▽
PR #222, opened 2019-11-22
dolt_docs feature branch

katiemcculloch:


katiemcculloch:
After talking with Zach this morning, I'm going to move the dolt_doc table into the existing rootValue struct, in the tablesMap. This is instead of having a separate docsMap, and will allow us to take advantage of a lot of the existing code.

go/cmd/dolt/commands/status.go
△
What to work on:
Repeat, word for word, every line above.

Written answer:
PR #222, opened 2019-11-22
dolt_docs feature branch

katiemcculloch:


katiemcculloch:
After talking with Zach this morning, I'm going to move the dolt_doc table into the existing rootValue struct, in the tablesMap. This is instead of having a separate docsMap, and will allow us to take advantage of a lot of the existing code.

go/cmd/dolt/commands/status.go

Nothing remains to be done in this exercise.